The authors created this training program to attract multidisciplinary frontline cancer care professionals who were competitively selected, and represented a variety of health care settings and geographic locations. Our marketing approaches were successful in attracting a large group of applicants from a variety of states. Future efforts will continue to target these disciplines. While we did attract a small percentage of minority participants, a continued effort will be in place to recruit additional minority applicants.
Although a highly successful training program has been developed and implemented, there are some limitations that need to be mentioned. A system of long-term follow-up of the trainees’ implementation of the CBT techniques is not in place.

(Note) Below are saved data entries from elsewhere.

PR #8103, opened 2021-09-21
Fix onChunkUnloaded not gettting called correctly

ichttt:
Fix onChunkUnloaded not gettting called correctly. Currently, the patch is still a wrong position, which is most likely caused by a patch-porting error from 1.16.x to 1.17.x as the vanilla code changed quite a bit.
This PR restores the call and removes old patches to the Level class that are no longer needed after the 1.17.x update


TheCurle:
Whoops. Think this one is my fault. Good catch on the fix.

ChampionAsh5357 (approved):
lgtm. Just need to keep track to make sure only `Level#unload(LevelChunk)` only uses that method.

PR #8104, opened 2021-09-21
Add CapabilityReference, alternative to @CapabilityInject

diesieben07:
This is a safer alternative to `@CapabilityInject`, working without definalizing or "magic field injection".
WIP and open for comments, requires Forge SPI update (and associated pull request) before merge.

See https://github.com/MinecraftForge/ForgeSPI/compare/master...diesieben07:feature/generic-field-data for the necessary changes in ForgeSPI.

### DIFF
--- a/fmlloader/src/main/java/net/minecraftforge/fml/loading/moddiscovery/ModClassVisitor.java
+++ b/fmlloader/src/main/java/net/minecraftforge/fml/loading/moddiscovery/ModClassVisitor.java
@@ -28,6 +28,8 @@ import org.objectweb.asm.Opcodes;
 import org.objectweb.asm.Type;
 
 import java.lang.annotation.ElementType;
+import java.util.ArrayList;
+import java.util.HashSet;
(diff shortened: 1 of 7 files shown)


LexManos:
https://github.com/MinecraftForge/MinecraftForge/compare/1.17.x...LexManos:1.17.x-CapRework
That was my thoughts.

diesieben07:
If I understand that correctly that queries the capability immediately in static init, which most likely wouldn't work.

Edit: Ah, no, it just always creates the `Capability` instead of using `null` which would be a breaking change.

LexManos:
Actually, it's not a breaking change, because it isn't calling the injects until the thing is registered.
So the only things that would get the instance before registration is new code that calls the new get method.
Which should know about isRegistered();

diesieben07:
Interesting. I think I might like your solution better then :D

diesieben07:
Closed in favor of #8116.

In addition, the direct impact of the CBT techniques implemented with cancer survivors is not being systematically measured. For example, collecting measures of problem-related distress before and after the CBT techniques were applied would be a good opportunity for a future study. Although feedback provided by the trainees has all been very positive in terms of the benefits their patients are receiving as a result of their applying the CBT techniques learned during the training program, collecting patient outcomes as a part of the current training program was not feasible due to individual trainees having to obtain Institutional Review Board (IRB) approval at their institutions. Since the majority of the trainees were clinicians they were not experienced in conducting research and obtaining IRB approval. Future studies are necessary to test the effectiveness of this training approach on improving patient outcomes including education about how to conduct research and obtain IRB approval.
In summary, this paper presents the successful recruitment and implementation of an interactive training model to facilitate health care professionals’ implementation of CBT techniques. The first four of eight planned training programs have been successful in attracting attendees, developing a comprehensive curriculum, and implementing an interactive workshop and follow-up support. Plans to implement this unique interactive CBT training program for an additional 158 frontline cancer care professionals are currently underway. Future directions include the implementation of additional skills-based health care professionals training programs utilizing this interactive format. For example, proposals have already been submitted to teach health care professionals how to build comprehensive supportive care programs, implement biopsychosocial screening programs, and maximize the sexual health of cancer survivors. Applying web-based learning techniques is also another educational opportunity that deserves significant attention. In conclusion, through the successful recruitment and implementation of this unique training program feasibility of this approach has been demonstrated and can be used as a model for future cancer education initiatives.